• Provided records
PR #338, opened 2026-09-03
fix: bind live docker stack to loopback and parameterize credentials

### LINKED ISSUE #337: bug: hardcoded default credentials and wildcard host port bindings in live docker compose and matrix scripts
## What happened

`docker-compose.live.yml` hardcodes default credentials for Postgres (`trajir:trajir`), MinIO (`minioadmin:minioadmin`), and Temporal Postgres (`temporal:temporal`). In addition, the compose file maps service ports directly to all network interfaces on the host (`5432:5432`, `9000:9000`, `9001:9001`, `7233:7233`) instead of binding to loopback (`127.0.0.1`).

Similarly, `scripts/run_live_matrix.sh` and `scripts/run_live_matrix.ps1` fall back to these static credentials by default:
* `TRAJIR_DATABASE_URL` defaults to `postgresql://trajir:trajir@127.0.0.1:5432/trajir`
* `AWS_ACCESS_KEY_ID` and `AWS_SECRET_ACCESS_KEY` default to `minioadmin`

While these defaults are intended for local test execution, binding `0.0.0.0` with known static credentials exposes the database and S3 artifact store to any host on the local network (such as shared office Wi-Fi or internal subnets). If host firewalling is missing or Docker Desktop exposes forwarded ports, external entities can access or alter the database and CAS storage. Furthermore, using these files as templates for staging or shared development risks deploying insecure defaults.

### Affected locations

* `docker-compose.live.yml` (lines 15-19, 31-33, 45-49, 67-71)
* `scripts/run_live_matrix.sh` (lines 31-36)
* `scripts/run_live_matrix.ps1` (lines 16-22)
* `docs/LIVE_INTEGRATION_DOCKER.md`

## What you expected

1. Published ports in `docker-compose.live.yml` should bind explicitly to loopback (`127.0.0.1:5432:5432`, `127.0.0.1:9000:9000`, `127.0.0.1:9001:9001`, `127.0.0.1:7233:7233`) so services are not accessible over external interfaces.
2. Credentials should be configurable via environment variables or a local gitignored `.env` file rather than hardcoded in the compose definition.
3. Live matrix test scripts should warn if they run against non-loopback endpoints using default credentials.
4. Add a prominent notice in `docker-compose.live.yml` stating that the file is intended only for local development.

## Steps to reproduce

1. Inspect port definitions and environment blocks in `docker-compose.live.yml`:
```yaml
postgres:
  environment:
    POSTGRES_USER: trajir
    POSTGRES_PASSWORD: trajir
  ports:
    - "5432:5432"
```
2. Start the services on a machine connected to a local network:
```bash
docker compose -f docker-compose.live.yml up -d
```
3. Connect from another machine on the same network:
```bash
psql -h <host-ip> -U trajir -d trajir
```
The connection succeeds without needing to discover or break any credentials.

## Environment

Docker Compose v2, Linux / macOS / Windows Docker Desktop, Bash / PowerShell scripts

## Logs or output

```text
Ports bound to all interfaces:
0.0.0.0:5432->5432/tcp
0.0.0.0:9000->9000/tcp
0.0.0.0:9001->9001/tcp
0.0.0.0:7233->7233/tcp
```

## Related spec section

SECURITY.md, docs/LIVE_INTEGRATION_DOCKER.md

Krirox:
## Summary

This PR addresses security issue #337 by binding all exposed container ports in `docker-compose.live.yml` strictly to `127.0.0.1` (loopback), parameterizing credentials via environment variables with defaults, adding a `.env.example` template, updating the matrix smoke scripts to source `.env` and warn when default credentials are used with non-loopback endpoints, and documenting loopback bindings.

## Related issues

Closes #337

## Files changed

| File | Change |
|------|--------|
| `docker-compose.live.yml` | Bind published ports to `127.0.0.1`, parameterize credentials with defaults, add security warning header |
| `.env.example` | Template for local credential and endpoint overrides |
| `scripts/run_live_matrix.sh` | Source `.env`, parameterize credentials, update healthcheck, add non-loopback warning |
| `scripts/run_live_matrix.ps1` | Support `.env` loading, parameterize credentials, update healthcheck, add non-loopback warning |
| `docs/LIVE_INTEGRATION_DOCKER.md` | Document loopback bindings and `.env.example` usage |

## How I tested

```bash
# Validated compose configuration
docker compose -f docker-compose.live.yml config

# Validated shell script syntax and loopback warnings
bash -n scripts/run_live_matrix.sh
./scripts/run_live_matrix.sh --up-only --skip-up

# Validated PowerShell script syntax and loopback warnings
.\scripts\run_live_matrix.ps1 -UpOnly -SkipUp

# Python unit test suite
pytest test/unit -q  # 190 passed, 2 skipped

# Go test suite
cd go && go test ./... -count=1  # all packages passed
```

## Checklist

- [x] If you changed `.github/workflows/**`, note it under Safety and expect extra review

## Safety areas

- [x] No
- [ ] Yes (call it out here)

## AI assistance (if any)

None.

### DIFF
--- a/.env.example
+++ b/.env.example
@@ -7,7 +7,6 @@
 POSTGRES_USER=trajir
 POSTGRES_PASSWORD=trajir
 POSTGRES_DB=trajir
-TRAJIR_DATABASE_URL=postgresql://trajir:trajir@127.0.0.1:5432/trajir
 
 # MinIO (S3 CAS)
 MINIO_ROOT_USER=minioadmin
--- a/.env.example
+++ b/.env.example
@@ -1,0 +1,25 @@
+# Configuration template for local development integration testing.
+# Copy this file to .env to override defaults when using docker-compose.live.yml
+# and scripts/run_live_matrix.sh / .ps1.
+# Note: .env is ignored by git.
+
+# Postgres (NodeLog)
+POSTGRES_USER=trajir
+POSTGRES_PASSWORD=trajir
+POSTGRES_DB=trajir
+TRAJIR_DATABASE_URL=postgresql://trajir:trajir@127.0.0.1:5432/trajir
+
+# MinIO (S3 CAS)
+MINIO_ROOT_USER=minioadmin
+MINIO_ROOT_PASSWORD=minioadmin
+TRAJIR_S3_ENDPOINT_URL=http://127.0.0.1:9000
+TRAJIR_S3_BUCKET=trajir
+AWS_ACCESS_KEY_ID=minioadmin
+AWS_SECRET_ACCESS_KEY=minioadmin
+AWS_DEFAULT_REGION=us-east-1
+
+# Temporal (Go durable backend)
+TEMPORAL_POSTGRES_USER=temporal
+TEMPORAL_POSTGRES_PASSWORD=temporal
+TEMPORAL_POSTGRES_DB=temporal
+TEMPORAL_HOSTPORT=localhost:7233
--- a/.env.example
+++ b/.env.example
@@ -7,14 +7,19 @@
 POSTGRES_USER=trajir
 POSTGRES_PASSWORD=trajir
 POSTGRES_DB=trajir
+# Note: TRAJIR_DATABASE_URL is automatically derived from POSTGRES_* by run_live_matrix scripts:
+# TRAJIR_DATABASE_URL=postgresql://<user>:<password>@127.0.0.1:5432/<db>
+# (Components are URL-encoded by the scripts)
 
 # MinIO (S3 CAS)
 MINIO_ROOT_USER=minioadmin
 MINIO_ROOT_PASSWORD=minioadmin
 TRAJIR_S3_ENDPOINT_URL=http://127.0.0.1:9000
 TRAJIR_S3_BUCKET=trajir
-AWS_ACCESS_KEY_ID=minioadmin
-AWS_SECRET_ACCESS_KEY=minioadmin
+# AWS credentials default to MINIO_ROOT_USER and MINIO_ROOT_PASSWORD.
+# scripts/run_live_matrix automatically sets them if not explicitly provided.
+# AWS_ACCESS_KEY_ID=minioadmin
+# AWS_SECRET_ACCESS_KEY=minioadmin
 AWS_DEFAULT_REGION=us-east-1
 
 # Temporal (Go durable backend)
--- a/.env.example
+++ b/.env.example
@@ -26,4 +26,6 @@ AWS_DEFAULT_REGION=us-east-1
 TEMPORAL_POSTGRES_USER=temporal
 TEMPORAL_POSTGRES_PASSWORD=temporal
 TEMPORAL_POSTGRES_DB=temporal
+# Optional: customize visibility database name (defaults to temporal_visibility)
+# TEMPORAL_POSTGRES_VISIBILITY_DB=temporal_visibility
 TEMPORAL_HOSTPORT=localhost:7233
--- a/docker-compose.live.yml
+++ b/docker-compose.live.yml
@@ -1,3 +1,9 @@
+# WARNING: FOR ISOLATED LOCAL DEVELOPMENT AND TESTING ONLY.
+# Published ports are bound strictly to 127.0.0.1 (loopback) to prevent
+# exposure to external networks.
+# Never expose this stack to untrusted networks or use these default
+# credentials in staging or production environments.
+#
 # Vacant live-integration sandbox for Trajectory IR maintainers.
 # Hosts Postgres (NodeLog), MinIO (S3 CAS), and Temporal (Go durable).
 #
@@ -12,13 +18,13 @@ services:
     image: postgres:16.6
     container_name: trajir-live-postgres
     environment:
-      POSTGRES_USER: trajir
-      POSTGRES_PASSWORD: trajir
-      POSTGRES_DB: trajir
+      POSTGRES_USER: ${POSTGRES_USER:-trajir}
+      POSTGRES_PASSWORD: ${POSTGRES_PASSWORD:-trajir}
+      POSTGRES_DB: ${POSTGRES_DB:-trajir}
     ports:
-      - "5432:5432"
+      - "127.0.0.1:5432:5432"
     healthcheck:
-      test: ["CMD-SHELL", "pg_isready -U trajir -d trajir"]
+      test: ["CMD-SHELL", "pg_isready -U ${POSTGRES_USER:-trajir} -d ${POSTGRES_DB:-trajir}"]
       interval: 3s
       timeout: 5s
       retries: 30
@@ -28,11 +34,11 @@ services:
     image: postgres:16.6
     container_name: trajir-live-temporal-pg
     environment:
-      POSTGRES_USER: temporal
-      POSTGRES_PASSWORD: temporal
-      POSTGRES_DB: temporal
+      POSTGRES_USER: ${TEMPORAL_POSTGRES_USER:-temporal}
+      POSTGRES_PASSWORD: ${TEMPORAL_POSTGRES_PASSWORD:-temporal}
+      POSTGRES_DB: ${TEMPORAL_POSTGRES_DB:-temporal}
     healthcheck:
-      test: ["CMD-SHELL", "pg_isready -U temporal -d temporal"]
+      test: ["CMD-SHELL", "pg_isready -U ${TEMPORAL_POSTGRES_USER:-temporal} -d ${TEMPORAL_POSTGRES_DB:-temporal}"]
       interval: 3s
       timeout: 5s
       retries: 30
@@ -42,11 +48,11 @@ services:
     container_name: trajir-live-minio
     command: server /data --console-address ":9001"
     environment:
-      MINIO_ROOT_USER: minioadmin
-      MINIO_ROOT_PASSWORD: minioadmin
+      MINIO_ROOT_USER: ${MINIO_ROOT_USER:-minioadmin}
+      MINIO_ROOT_PASSWORD: ${MINIO_ROOT_PASSWORD:-minioadmin}
     ports:
-      - "9000:9000"
-      - "9001:9001"
+      - "127.0.0.1:9000:9000"
+      - "127.0.0.1:9001:9001"
     healthcheck:
       # Official MinIO image ships curl; live endpoint is the supported probe.
       test: ["CMD", "curl", "-f", "http://localhost:9000/minio/health/live"]
@@ -64,8 +70,8 @@ services:
     environment:
       DB: postgres12
       DB_PORT: 5432
-      POSTGRES_USER: temporal
-      POSTGRES_PWD: temporal
+      POSTGRES_USER: ${TEMPORAL_POSTGRES_USER:-temporal}
+      POSTGRES_PWD: ${TEMPORAL_POSTGRES_PASSWORD:-temporal}
       POSTGRES_SEEDS: temporal-postgres
     ports:
-      - "7233:7233"
+      - "127.0.0.1:7233:7233"
--- a/docker-compose.live.yml
+++ b/docker-compose.live.yml
@@ -73,5 +73,7 @@ services:
       POSTGRES_USER: ${TEMPORAL_POSTGRES_USER:-temporal}
       POSTGRES_PWD: ${TEMPORAL_POSTGRES_PASSWORD:-temporal}
       POSTGRES_SEEDS: temporal-postgres
+      DBNAME: ${TEMPORAL_POSTGRES_DB:-temporal}
+      POSTGRES_DB: ${TEMPORAL_POSTGRES_DB:-temporal}
     ports:
       - "127.0.0.1:7233:7233"
--- a/docker-compose.live.yml
+++ b/docker-compose.live.yml
@@ -24,7 +24,7 @@ services:
     ports:
       - "127.0.0.1:5432:5432"
     healthcheck:
-      test: ["CMD-SHELL", "pg_isready -U ${POSTGRES_USER:-trajir} -d ${POSTGRES_DB:-trajir}"]
+      test: ["CMD", "pg_isready", "-U", "${POSTGRES_USER:-trajir}", "-d", "${POSTGRES_DB:-trajir}"]
       interval: 3s
       timeout: 5s
       retries: 30
@@ -38,7 +38,7 @@ services:
       POSTGRES_PASSWORD: ${TEMPORAL_POSTGRES_PASSWORD:-temporal}
       POSTGRES_DB: ${TEMPORAL_POSTGRES_DB:-temporal}
     healthcheck:
-      test: ["CMD-SHELL", "pg_isready -U ${TEMPORAL_POSTGRES_USER:-temporal} -d ${TEMPORAL_POSTGRES_DB:-temporal}"]
+      test: ["CMD", "pg_isready", "-U", "${TEMPORAL_POSTGRES_USER:-temporal}", "-d", "${TEMPORAL_POSTGRES_DB:-temporal}"]
       interval: 3s
       timeout: 5s
       retries: 30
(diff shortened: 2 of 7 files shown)


scripts/run_live_matrix.sh
```diff
@@ -28,14 +28,42 @@ for arg in "$@"; do
...
 export AWS_DEFAULT_REGION="${AWS_DEFAULT_REGION:-us-east-1}"
 export TEMPORAL_HOSTPORT="${TEMPORAL_HOSTPORT:-localhost:7233}"
 
+is_loopback() {
+  local target="$1"
+  if [[ "$target" == *127.0.0.1* || "$target" == *localhost* || "$target" == *::1* ]]; then
+    return 0
+  fi
+  return 1
+}
```
jakharmonika364, line 108: Substring match, not anchored, a host like `mylocalhost-proxy.example.com` or `IPv6 2001:db8::123` matches this and skips the warning. Anchor it (`^127\.`, exact `localhost`, `^\[::1\]$` etc).

scripts/run_live_matrix.ps1
```diff
@@ -13,14 +13,44 @@ $ErrorActionPreference = "Stop"
...
-$env:AWS_ACCESS_KEY_ID = if ($env:AWS_ACCESS_KEY_ID) { $env:AWS_ACCESS_KEY_ID } else { "minioadmin" }
-$env:AWS_SECRET_ACCESS_KEY = if ($env:AWS_SECRET_ACCESS_KEY) { $env:AWS_SECRET_ACCESS_KEY } else { "minioadmin" }
+$env:AWS_ACCESS_KEY_ID = if ($env:AWS_ACCESS_KEY_ID) { $env:AWS_ACCESS_KEY_ID } else { $minioUser }
+$env:AWS_SECRET_ACCESS_KEY = if ($env:AWS_SECRET_ACCESS_KEY) { $env:AWS_SECRET_ACCESS_KEY } else { $minioPassword }
 $env:AWS_DEFAULT_REGION = if ($env:AWS_DEFAULT_REGION) { $env:AWS_DEFAULT_REGION } else { "us-east-1" }
 $env:TEMPORAL_HOSTPORT = if ($env:TEMPORAL_HOSTPORT) { $env:TEMPORAL_HOSTPORT } else { "localhost:7233" }
 
+function Test-IsLoopback($target) {
+    return ($target -match "127\.0\.0\.1|localhost|\[::1\]")
+}
```
jakharmonika364, line 62: Same substring issue as the bash version, `-match "localhost"` isn't anchored.

scripts/run_live_matrix.sh
```diff
@@ -28,14 +28,42 @@ for arg in "$@"; do
   esac
 done
 
-export TRAJIR_DATABASE_URL="${TRAJIR_DATABASE_URL:-postgresql://trajir:trajir@127.0.0.1:5432/trajir}"
+if [[ -f .env ]]; then
+  # shellcheck disable=SC1091
+  set -a
+  source .env
+  set +a
```
jakharmonika364: `source` shell-evals the values, `$`, backticks, `$()` in a password get expanded/executed. Parse it as literal KEY=VALUE like the PS1 version does.

.env.example
```diff
@@ -0,0 +1,25 @@
+# Configuration template for local development integration testing.
+# Copy this file to .env to override defaults when using docker-compose.live.yml
+# and scripts/run_live_matrix.sh / .ps1.
+# Note: .env is ignored by git.
+
+# Postgres (NodeLog)
+POSTGRES_USER=trajir
+POSTGRES_PASSWORD=trajir
+POSTGRES_DB=trajir
+TRAJIR_DATABASE_URL=postgresql://trajir:trajir@127.0.0.1:5432/trajir
```
jakharmonika364: Hardcoding this next to `POSTGRES_PASSWORD` means changing the password alone silently breaks the URL. Either derive it always or drop it from the example.

docker-compose.live.yml
```diff
@@ -64,8 +70,8 @@ services:
     environment:
       DB: postgres12
       DB_PORT: 5432
-      POSTGRES_USER: temporal
-      POSTGRES_PWD: temporal
+      POSTGRES_USER: ${TEMPORAL_POSTGRES_USER:-temporal}
+      POSTGRES_PWD: ${TEMPORAL_POSTGRES_PASSWORD:-temporal}
```
jakharmonika364, line 74: `TEMPORAL_POSTGRES_DB` isn't passed here, setting it in `.env` renames `temporal-postgres` but temporal still points at the default DB name.

jakharmonika364 (changes requested):

scripts/run_live_matrix.sh
```diff
@@ -57,8 +103,9 @@ if [[ "$SKIP_UP" -eq 0 ]]; then
   done
 
   echo "==> wait minio healthy"
+  minio_live_url="${TRAJIR_S3_ENDPOINT_URL%/}/minio/health/live"
```
Siddhartha-singh01: **[bug] Framework breakage: MinIO health wait must not use `TRAJIR_S3_ENDPOINT_URL`.**

This couples local container readiness to the client endpoint override. If someone sets `TRAJIR_S3_ENDPOINT_URL` to a remote/custom S3 endpoint (exactly what `.env.example` now invites), this loop probes the wrong host, can hang for ~2 minutes, then fail with `minio not ready` even when `trajir-live-minio` is healthy.

Keep the readiness probe on the published local port, e.g.:

```bash
minio_live_url="http://127.0.0.1:9000/minio/health/live"
```

Use `TRAJIR_S3_ENDPOINT_URL` only for the later client/test calls, not for compose service readiness.

scripts/run_live_matrix.ps1
```diff
@@ -33,17 +64,18 @@ if (-not $SkipUp) {
...
-        docker exec trajir-live-postgres pg_isready -U trajir -d trajir 2>$null | Out-Null
+        docker exec trajir-live-postgres pg_isready -U $postgresUser -d $postgresDb 2>$null | Out-Null
         if ($LASTEXITCODE -eq 0) { $ok = $true; break }
         Start-Sleep -Seconds 2
     }
     if (-not $ok) { throw "postgres not ready" }
 
     Write-Host "==> wait minio healthy"
     $ok = $false
+    $minioLiveUrl = "$($env:TRAJIR_S3_ENDPOINT_URL.TrimEnd('/'))/minio/health/live"
```
Siddhartha-singh01: **[bug] Same MinIO readiness coupling on Windows.**

`` is derived from `TRAJIR_S3_ENDPOINT_URL`. That breaks `-UpOnly` / full matrix runs whenever the S3 endpoint override is not the local MinIO listener.

Probe `http://127.0.0.1:9000/minio/health/live` (or another fixed loopback URL matching the compose publish), and keep `TRAJIR_S3_ENDPOINT_URL` for boto/AWS client usage only.

.env.example
```diff
@@ -0,0 +1,24 @@
...
+POSTGRES_PASSWORD=trajir
+POSTGRES_DB=trajir
+
+# MinIO (S3 CAS)
+MINIO_ROOT_USER=minioadmin
+MINIO_ROOT_PASSWORD=minioadmin
+TRAJIR_S3_ENDPOINT_URL=http://127.0.0.1:9000
+TRAJIR_S3_BUCKET=trajir
+AWS_ACCESS_KEY_ID=minioadmin
+AWS_SECRET_ACCESS_KEY=minioadmin
```
Siddhartha-singh01: **[bug] Credential desync footgun (same class as the earlier `TRAJIR_DATABASE_URL` review comment).**

`.env.example` sets both:

- `MINIO_ROOT_USER` / `MINIO_ROOT_PASSWORD` (used by compose to start MinIO)
- `AWS_ACCESS_KEY_ID` / `AWS_SECRET_ACCESS_KEY` (used by clients)

Scripts only fall back to MinIO root creds when `AWS_*` are unset. Because these are explicitly set here, changing only `MINIO_ROOT_PASSWORD` leaves clients on the old secret and all MinIO live tests fail.

Please remove `AWS_ACCESS_KEY_ID` and `AWS_SECRET_ACCESS_KEY` from `.env.example` and let the scripts derive them from `MINIO_ROOT_*`, or add a loud comment plus script-side validation that they match.

scripts/run_live_matrix.sh
```diff
@@ -28,14 +28,60 @@ for arg in "$@"; do
...
+  done < .env
+fi
+
+POSTGRES_USER="${POSTGRES_USER:-trajir}"
+POSTGRES_PASSWORD="${POSTGRES_PASSWORD:-trajir}"
+POSTGRES_DB="${POSTGRES_DB:-trajir}"
+MINIO_ROOT_USER="${MINIO_ROOT_USER:-minioadmin}"
+MINIO_ROOT_PASSWORD="${MINIO_ROOT_PASSWORD:-minioadmin}"
+
+export TRAJIR_DATABASE_URL="${TRAJIR_DATABASE_URL:-postgresql://${POSTGRES_USER}:${POSTGRES_PASSWORD}@127.0.0.1:5432/${POSTGRES_DB}}"
```
Siddhartha-singh01: **[bug] Unencoded credentials in DSN will break customized passwords.**

```bash
postgresql://${POSTGRES_USER}:${POSTGRES_PASSWORD}@127.0.0.1:5432/${POSTGRES_DB}
```

If `POSTGRES_PASSWORD` contains `@`, `:`, `/`, `#`, `?`, or `%`, the URL parses incorrectly and every Postgres live test fails. This PR is specifically asking people to customize credentials via `.env`, so this will get hit.

URL-encode user and password (e.g. `printf %s "" | jq -sRr @uri`, or a tiny Python one-liner) before building `TRAJIR_DATABASE_URL`. Apply the same fix in the PowerShell script.

docker-compose.live.yml
```diff
@@ -12,13 +18,13 @@ services:
...
-      POSTGRES_DB: trajir
+      POSTGRES_USER: ${POSTGRES_USER:-trajir}
+      POSTGRES_PASSWORD: ${POSTGRES_PASSWORD:-trajir}
+      POSTGRES_DB: ${POSTGRES_DB:-trajir}
     ports:
-      - "5432:5432"
+      - "127.0.0.1:5432:5432"
     healthcheck:
-      test: ["CMD-SHELL", "pg_isready -U trajir -d trajir"]
+      test: ["CMD-SHELL", "pg_isready -U ${POSTGRES_USER:-trajir} -d ${POSTGRES_DB:-trajir}"]
```
Siddhartha-singh01: **[bug/security] Unquoted interpolation into `CMD-SHELL`.**

```yaml
test: ["CMD-SHELL", "pg_isready -U ${POSTGRES_USER:-trajir} -d ${POSTGRES_DB:-trajir}"]
```

Compose substitutes these before the container runs. A username/db value with spaces or shell metacharacters becomes healthcheck shell injection / broken probes. Same pattern on the Temporal Postgres healthcheck below.

For this sandbox, either:

1. Keep healthchecks on fixed literals (`trajir` / `temporal`) and document that healthchecks assume defaults, or
2. Quote safely, e.g. `pg_isready -U ""${POSTGRES_USER:-trajir}"" -d ""${POSTGRES_DB:-trajir}""`, and validate that user/db are simple identifiers in the smoke scripts.

Given this PR is a security hardening change, please do not leave unquoted shell interpolation in healthchecks.

docker-compose.live.yml
```diff
@@ -64,8 +70,10 @@ services:
     environment:
       DB: postgres12
       DB_PORT: 5432
-      POSTGRES_USER: temporal
-      POSTGRES_PWD: temporal
+      POSTGRES_USER: ${TEMPORAL_POSTGRES_USER:-temporal}
+      POSTGRES_PWD: ${TEMPORAL_POSTGRES_PASSWORD:-temporal}
       POSTGRES_SEEDS: temporal-postgres
+      DBNAME: ${TEMPORAL_POSTGRES_DB:-temporal}
```
Siddhartha-singh01, line 76: **[nit] `DBNAME` is the right Temporal auto-setup knob (good fix).**

`POSTGRES_DB` on the `temporal` service is unused by `temporalio/auto-setup` (it looks at `DBNAME` / `VISIBILITY_DBNAME`). Harmless, but consider dropping `POSTGRES_DB` here to avoid implying it does something.

Also consider setting `VISIBILITY_DBNAME` explicitly if `TEMPORAL_POSTGRES_DB` customization is supported, so visibility DB naming stays intentional rather than implicit.

Siddhartha-singh01 (changes requested):
## Review summary

Thanks for the loopback binding and credential parameterization work. The security intent is right, and the follow-up commit fixed the earlier `source` / substring-match / Temporal `DBNAME` issues.

I am still requesting changes because a few remaining paths can break the live-integration framework once people actually customize credentials or endpoints via `.env` (which this PR encourages).

### Blocking

1. **MinIO readiness probe is coupled to `TRAJIR_S3_ENDPOINT_URL`**  stack health should probe the local published MinIO port, not the client endpoint env var.
2. **`.env.example` still hardcodes `AWS_ACCESS_KEY_ID` / `AWS_SECRET_ACCESS_KEY` next to `MINIO_ROOT_*`**  changing MinIO root creds alone silently desyncs client auth (same class of bug as the earlier `TRAJIR_DATABASE_URL` comment).
3. **Constructed `TRAJIR_DATABASE_URL` is not URL-encoded** customized passwords containing `@ : / # ?` break Postgres live tests.
4. **Compose healthchecks interpolate user/db into `CMD-SHELL` unquoted**  metacharacters become shell injection in the healthcheck.

### Non-blocking but please address

5. Checklist claims tests were added; there are still no tests for `.env` parsing or loopback helpers.
6. Docs Environment section still hardcodes default DSNs without stating that `TRAJIR_DATABASE_URL` / `AWS_*` must stay consistent with `POSTGRES_*` / `MINIO_ROOT_*` when overridden.

Please fix the blocking items before merge.

Siddhartha-singh01 (dismissed):
## Re-review after follow-up commits

Previous blocking feedback has been addressed on head `3bada40`:

1. **MinIO readiness** now probes fixed `http://127.0.0.1:9000/minio/health/live` in both shell and PowerShell (no longer coupled to `TRAJIR_S3_ENDPOINT_URL`).
2. **`.env.example`** comments out `AWS_*` and documents derivation from `MINIO_ROOT_*`.
3. **DSN construction** URL-encodes user/password/db (bash `urlencode` + PowerShell `EscapeDataString`).
4. **Compose healthchecks** use exec-form `CMD` arrays instead of unquoted `CMD-SHELL`.
5. **Tests** added in `test/unit/test_live_matrix_scripts.py`; docs cover credential sync.

### Remaining nits (non-blocking)
- `POSTGRES_DB` on the `temporal` service is still unused by `temporalio/auto-setup` (`DBNAME` is the real knob). Harmless; can drop later.
- Optional: set `VISIBILITY_DBNAME` explicitly if DB rename is a supported customization path.

### Verdict
**Approved.** Thanks for the thorough follow-up.

Ayush4958 (dismissed):
LGTM ,
Non-blocker mentioned by @Siddhartha-singh01 has been fixed

scripts/run_live_matrix.sh
```diff
@@ -28,14 +28,92 @@ for arg in "$@"; do
...
+    [[ -z "$line" || "$line" == \#* ]] && continue
+    if [[ "$line" == *"="* ]]; then
+      key="${line%%=*}"
+      val="${line#*=}"
+      key="${key#"${key%%[![:space:]]*}"}"
+      key="${key%"${key##*[![:space:]]}"}"
+      val="${val#"${val%%[![:space:]]*}"}"
+      val="${val%"${val##*[![:space:]]}"}"
+      if [[ ("$val" == \"*\" && "$val" == *\" && ${#val} -ge 2) || ("$val" == \'*\' && "$val" == *\' && ${#val} -ge 2) ]]; then
+        val="${val:1:-1}"
```
jakharmonika364:
```suggestion
        val="${val:1}"; val="${val%?}"
```
`${val:1:-1}` needs bash `4.2+` for the negative index. `macOS` ships bash `3.2` as `/bin/bash`, so this'll hard-fail on any quoted `.env` value there (set `-e`). I think the suggested fix works everywhere.

jakharmonika364 (changes requested):
Everything else looks solid and ready.

jakharmonika364 (approved):
after too much iterations, this is now good to bump. LGTM

Siddhartha-singh01 (approved):
Took another look after the follow ups.

Loopback binding is in place, MinIO health hits 127.0.0.1, AWS keys are commented in .env.example so they stay in sync with MinIO, DSNs get URL encoded, and the healthchecks use CMD lists. Tests and docs look fine. CI is green.

Merging this one.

• Goal of the exercise
Using the entries above, quote each line verbatim from the first through the line that contains "## What happened".

• Solution for this exercise
PR #338, opened 2026-09-03
fix: bind live docker stack to loopback and parameterize credentials

### LINKED ISSUE #337: bug: hardcoded default credentials and wildcard host port bindings in live docker compose and matrix scripts
## What happened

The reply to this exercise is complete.